= Hugo Balzer =

German conductor (1894–1985)

Hugo Philipp Balzer (17 April 1894 – 3 April 1985) was a German conductor.

== Life ==
Born in Meiderich, Balzer studied at the conservatories in Duisburg and Cologne. He initially worked as a conductor in Koblenz and Essen. In 1929 he went to Freiburg im Breisgau as Generalmusikdirektor and in 1933 to Düsseldorf in the same position. In 1934 he was involved in the foundation and in January 1935 in the ceremonial opening of the Robert Schumann Conservatory. In 1939 he was appointed professor at this institution; In addition he was given the direction of the teaching institution. From 1946 Balzer was a guest conductor in opera and concerts, mainly in Romance language-speaking countries (Spain, Italy, Brazil), where he reactivated earlier contacts. During his time in Düsseldorf he led several world premieres of operas such as Gerster's Enoch Arden and Die Hexe von Passau.

== Assessment ==
Balzer had to organize the Reichsmusiktage for the National Socialists. They tried to develop Düsseldorf into their music capital, which was not realized. Balzer was able to make musical life in Düsseldorf largely neutral, although he could not prevent the Degenerate music exhibition.
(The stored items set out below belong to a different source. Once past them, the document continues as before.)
PR #77, opened 2022-09-05
Faucet

orhoj:
## Purpose
Add a testnet/stagenet faucet button for accounts that have 0 transactions.

## Changes
- Added a faucet button when connected to a non-mainnet network, for accounts with 0 transactions.

## Checklist

      hard-to-understand areas.


packages/browser-wallet/src/popup/pages/Account/TransactionLog/TransactionList.tsx
```diff
@@ -140,6 +143,44 @@ function InfiniteTransactionList({
...
 
+/**
+ * Update an existing list of descending transactions with a new list of ascending transactions,
+ * ensuring that any overlaps are updated with the values from the new list of transactions.
+ */
+function updateTransactionsWithNewTransactions(
+    existingTransactions: BrowserWalletTransaction[],
+    newTransactions: BrowserWalletTransaction[]
+) {
+    const existingHashes = existingTransactions.map((trs) => trs.transactionHash);
```
shjortConcordium, line 154: Please filter out rewards/undefined hashes here so that the rewards don't update each other.

packages/browser-wallet/src/popup/pages/Account/TransactionLog/TransactionList.tsx
```diff
@@ -140,6 +143,44 @@ function InfiniteTransactionList({
...
+    const transactionUpdates: Record<string, BrowserWalletTransaction> = {} as Record<string, BrowserWalletTransaction>;
+
+    // Collect updates to existing transactions.
+    newTransactions
```
shjortConcordium, line 158: You could do a split instead of a filter here, so you can avoid going through the list again later. :thinking:

orhoj: I have used the `partition` function instead.

PR #81, opened 2022-09-07
Recover accounts

shjortConcordium:
## Purpose

Also recover accounts.

## Changes

Recover accounts
Update UI in recovery page.

## Checklist

      hard-to-understand areas.


orhoj:
The `Continue` button after having recovered is not placed correctly on the screen.

orhoj:
After having recovered an account, there is not selected account in the account view. I can select the account, but it should be selected automatically after recovery.

orhoj:
On failure the `Retry` button should be placed at the bottom like the `Continue` button.

packages/browser-wallet/src/background/recovery.ts
```diff
@@ -1,23 +1,71 @@
...
+import { storedCurrentNetwork } from '@shared/storage/access';
+import { addCredential, addIdentity } from './update';
 
 // TODO: increase max empty
 // How many empty identityIndices are allowed before stopping
 const maxEmpty = 3;
 // Milliseconds to wait, if retrievalUrl is still pending
 const sleepInterval = 5000;
 
+function getAddressFrom(accountInfo: AccountInfo) {
```
orhoj, line 29: You can do:
```
accountInfo.accountAddress
```

packages/browser-wallet/src/background/recovery.ts
```diff
@@ -1,23 +1,71 @@
...
-import { Identity, CreationStatus, IdentityProvider } from '@shared/storage/types';
 import { BackgroundResponseStatus } from '@shared/utils/types';
-import { addIdentity } from './update';
+import { Identity, CreationStatus, IdentityProvider, WalletCredential } from '@shared/storage/types';
+import { storedCurrentNetwork } from '@shared/storage/access';
+import { addCredential, addIdentity } from './update';
 
 // TODO: increase max empty
 // How many empty identityIndices are allowed before stopping
 const maxEmpty = 3;
```
orhoj, line 25: Update this to be 10, and remove the TODO.

orhoj (changes requested):

packages/browser-wallet/src/background/recovery.ts
shjortConcordium: Because 10 is a good sample size?

orhoj: Because I asked Lars to also use 10.

orhoj:
The recovery screen CSS is messed up.

shjortConcordium:
@orhoj I fixed the ui + updated the identity recovery to work with the new v1 version.

PR #43, opened 2021-02-11
Make replay work properly, add more testing

Sushisource:
Replay wasn't tested or working properly yet. This adds a basic replay test and makes it work, as well as an integ test with parallel timers.

The test code is quite verbose. @vitarb and I discussed a desire to make a nice testing API that can reduce verbosity and allow us to author tests quickly.


vitarb (approved):

Sushisource:
Github completely hosed this up when we took it public

PR #44, opened 2021-02-11
Add shutdown API

Sushisource:
Allows the lang SDK to ensure server will no longer be polled while performing orderly shutdown.

Depends on https://github.com/temporalio/sdk-core/pull/43 being merged first.


Sushisource:
Also hosed by Github when we took repo public

PR #47, opened 2021-02-12
Add shutdown API

Sushisource:
Allows the lang SDK to ensure server will no longer be polled while performing orderly shutdown.

Depends on #46 being merged first.


src/lib.rs
```diff
@@ -58,6 +65,13 @@ pub trait Core: Send + Sync {
 
     /// Returns an instance of ServerGateway.
     fn server_gateway(&self) -> Result<Arc<dyn ServerGatewayApis>>;
+
+    /// Eventually ceases all polling of the server. [Core::poll_task] should be called until it
+    /// returns [CoreError::ShuttingDown] to ensure that any workflows which are still undergoing
+    /// replay have an opportunity to finish. This means that the lang sdk will need to call
+    /// [Core::complete_task] for those workflows until they are done. At that point, the lang
+    /// SDK can end the process, or drop the [Core] instance, which will close the connection.
+    fn shutdown(&self) -> Result<()>;
```
mfateev, line 74: In Java we have two ways to shutdown: shutdown and shutdown now. The former is a clean shutdown and the latter is an immediate shutdown without waiting for tasks to complete. 
There is also `awaitTermination` that allows waiting for shutdown for a specified timeout. 

I think we need to support all the above features. But I'm not saying the API should be the same.

Sushisource: @mfateev Not sure either of those actually belong in core. Lang SDK can decide all by itself if it wants to exit abruptly (it can just terminate the process) -- same with the timeout. If it has not polled core enough to drain the queue completely, it can know that and decide to terminate then as well.

vitarb (approved):

src/lib.rs
Sushisource: Gonna merge this so I can use it in some of the existing PRs, but we can definitely come back to this if needed.

PR #48, opened 2021-02-15
Added randomness seed update on workflow reset

mfateev:
On workflow reset a `WorkflowTaskFailed` with `WORKFLOW_TASK_FAILED_CAUSE_RESET_WORKFLOW` cause is written to the history. It contains a new run-id. The new run-id must be used for random seed at this point to avoid producing duplicated UUIDs and random values.

[Here is ](https://github.com/temporalio/sdk-java/blob/30420212a26283cf7cbe6339512058a3186074e8/temporal-sdk/src/main/java/io/temporal/internal/statemachines/WorkflowTaskStateMachine.java#L124) the relevant Java code.

### DIFF
--- a/src/machines/timer_state_machine.rs
+++ b/src/machines/timer_state_machine.rs
@@ -227,9 +227,7 @@ impl WFMachinesAdapter for TimerMachine {
                 timer_id: self.shared_state.timer_attributes.timer_id.clone(),
             }
             .into()]),
-            TimerMachineCommand::AddCommand(_) => {
-                unreachable!()
-            }
+            TimerMachineCommand::AddCommand(_) => unreachable!(),
         }
     }
 }
--- a/src/machines/timer_state_machine.rs
+++ b/src/machines/timer_state_machine.rs
@@ -413,8 +413,6 @@ mod test {
         let _enter = s.enter();
 
         let (t, mut state_machines) = workflow_reset_hist;
-        let initial_seed = state_machines.randomness_seed;
-        assert!(initial_seed > 0);
         let commands = t
             .handle_workflow_task_take_cmds(&mut state_machines, Some(2))
             .unwrap();
@@ -424,7 +422,6 @@ mod test {
             commands[0].command_type,
             CommandType::CompleteWorkflowExecution as i32
         );
-        assert_ne!(initial_seed, state_machines.randomness_seed);
     }
 
     #[rstest]
@@ -433,7 +430,6 @@ mod test {
         let _enter = s.enter();
 
         let (t, mut state_machines) = workflow_reset_hist;
-        let initial_seed = state_machines.randomness_seed;
         let commands = t
             .handle_workflow_task_take_cmds(&mut state_machines, Some(1))
             .unwrap();
@@ -452,6 +448,5 @@ mod test {
             commands[0].command_type,
             CommandType::CompleteWorkflowExecution as i32
         );
-        assert_ne!(initial_seed, state_machines.randomness_seed);
     }
 }
--- a/src/machines/timer_state_machine.rs
+++ b/src/machines/timer_state_machine.rs
@@ -287,8 +287,11 @@ mod test {
         });
 
         let mut t = TestHistoryBuilder::default();
-        let mut state_machines =
-            WorkflowMachines::new("wfid".to_string(), "runid".to_string(), Box::new(twd));
+        let mut state_machines = WorkflowMachines::new(
+            "wfid".to_string(),
+            "54619485-18AC-4970-9BF2-D24F875F7816".to_string(),
+            Box::new(twd),
+        );
 
         t.add_by_type(EventType::WorkflowExecutionStarted);
         t.add_workflow_task();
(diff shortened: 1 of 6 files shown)


mfateev:
The update path is ready for review. But before this PR is merged I need to change the WorkflowMachines to keep both runIds and send the update to the language SDK.

src/machines/timer_state_machine.rs
```diff
@@ -271,13 +272,8 @@ mod test {
...
             We have two versions of this test, one which processes the history in two calls,
-            and one which replays all of it in one go. The former will run the event loop three
-            times total, and the latter two.
-
-            There are two workflow tasks, so it seems we should only loop two times, but the reason
-            for the extra iteration in the incremental version is that we need to "wait" for the
-            timer to fire. In the all-in-one-go test, the timer is created and resolved in the same
-            task, hence no extra loop.
+            and one which replays all of it in one go. Both versions must produce the same number
+            of activations.
```
Sushisource, line 276: I mentioned in the SDK channel that Java in fact has this same behavior in the timer test, where the event loop runs three times - but that doesn't necessarily mean there are three activations. I will look into this more and confirm that there are only two activations, but three instances of driving the machines.

src/machines/workflow_task_state_machine.rs
```diff
@@ -99,7 +106,29 @@ impl TryFrom<HistoryEvent> for WorkflowTaskMachineEvents {
             }),
             Some(EventType::WorkflowTaskTimedOut) => Self::WorkflowTaskTimedOut,
             Some(EventType::WorkflowTaskCompleted) => Self::WorkflowTaskCompleted,
-            Some(EventType::WorkflowTaskFailed) => Self::WorkflowTaskFailed,
+            Some(EventType::WorkflowTaskFailed) => Self::WorkflowTaskFailed(WFTFailedDat {
+                // TODO(maxim): How to avoid clone of attributes. We need to borrow e for the
+                // MalformedEvent down there. But forcing clone just for that doesn't make sense.
```
Sushisource, line 111: The key here is that malformed event doesn't borrow `e`, it consumes it, so you somehow need to tell the compiler "if this struct has the data I need, then consume it and take `new_run_id` out, but if it doesn't, then give it to `MalformedEvent` which will also consume it."

Actually doing that exact thing is probably not worth the effort over just cloning, but it doesn't need to be all of the attributes. You only care about the run id, so the thing to do here would be to attempt to extract that first, clone it, and if it didn't work feed `e` to `MalformedEvent`. That's similar to what I do above with `WorkflowTaskStarted`. Cloning a run id is very cheap in the grand scheme of things compared to complicating the code to avoid it -- but you might want to give it a shot anyway. Puzzles like this are a great way to learn Rust. I will say that Rust often puts you in this mindset of trying to never clone things or `Box` them or whatever because it's super fun to play the optimization game, but you have to remember Java is cloning and `Box`ing things *all over the place*, so it's often worth stepping back and remembering it's probably not worth optimizing prematurely.

Sushisource (commented):
Cool! Glad you got to get your hands dirty in here. We should explore the three-event-loops thing, as I mentioned that behavior exists in Java.

src/machines/workflow_machines.rs
```diff
@@ -441,3 +460,13 @@ impl WorkflowMachines {
         }
     }
 }
+
+pub(super) fn uuid_to_randomness_seed(run_id: &str) -> i64 {
+    let uuid = Uuid::parse_str(run_id).unwrap();
```
Sushisource, line 465: We don't want to unwrap - see other comment.

src/machines/workflow_machines.rs
```diff
@@ -44,7 +48,7 @@ pub(crate) struct WorkflowMachines {
     replaying: bool,
     /// Workflow identifier
     pub workflow_id: String,
-    /// Identifies the current run and is used as a seed for faux-randomness.
+    /// Identifies the current run
     pub run_id: String,
```
Sushisource, line 52: So, since we now have an expectation later on that this is in fact a well formed UUID, we should probably represent it as one here and make the `WorkflowMachines` constructor do it. The constructor is already fallible, so that deals with the parsing unwrap problem

mfateev: I've updated uuid_to_randomness_seed to return Result.

Sushisource: @mfateev I think it'd be nice to have `WorkflowMachines.run_id` be a `UUID` -- and handle the error any time it's being set or in the constructor. Then `uuid_to_randomness_seed` can be infallible.

We might want to make an error type specific to this as well

mfateev: It would be weird to parse and stringify it all the time. The run_id is just passed around as a string.

Sushisource: The reason would be that we're just delaying the inevitable -- if we know that `run_id` is supposed to be a well-formed UUID, then we should check that sooner rather than later. Crashing when we need to use it as a seed is incidental, if it was supposed to be well-formed all along. If it *doesn't* actually need to be well-formed, then that's maybe different, but it doesn't sound like that's true.

src/machines/timer_state_machine.rs
Sushisource: @mfateev I did confirm this was true, here and in Java, would appreciate your take on this and we may want to restore some of the original comment.

Sushisource (approved):

PR #59, opened 2021-03-03
Make shutdown interrupt long poll

Sushisource:
This fixes a problem where if polling was already ongoing the shutdown flag would not interrupt it properly.

Also fixes a possible panic if shutdown is called twice.


bergundy (approved):
LGTM, verified shutdown with sdk-node.

bergundy:
@Sushisource one thing that I have noticed is that requesting shutdown twice causes core to not emit the `Core::shutdown` error.

Sushisource:
> @Sushisource one thing that I have noticed is that requesting shutdown twice causes core to not emit the `Core::shutdown` error.

I'll take a look at that

Sushisource:
@bergundy Yeah so that caused a panic... which seemingly should've been the more obvious thing than it no longer returning shutdown. Are you somehow auto-re-initializing core if it crashes? Probably want to avoid that and just crash as well, otherwise we might end up with weird undefined behavior.

bergundy:
@Sushisource I'm not re-initializing core, I accidentally encountered the double shutdown panic while trying to figure out shutdown in `sdk-node`.
I had to add some state of in the node consumer to prevent calling shutdown twice which can happen since we expose `shutdown()` in the worker API.

vitarb (approved):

As director of the Düsseldorfer Symphoniker, "Balzer pursued an opportunistic programme policy, and the orchestra was the central orchestral body at the Reichmusiktage 1938 and 1939." Helmut Kirchmeyer, one of Balzer's successors as director of the Düsseldorf Music Academy, "recognizes Balzer as a person who tries in every conceivable way to survive the political reality of a blood dictatorship as unscathed as possible, to get past his own time and to do good within the scope of his possibilities".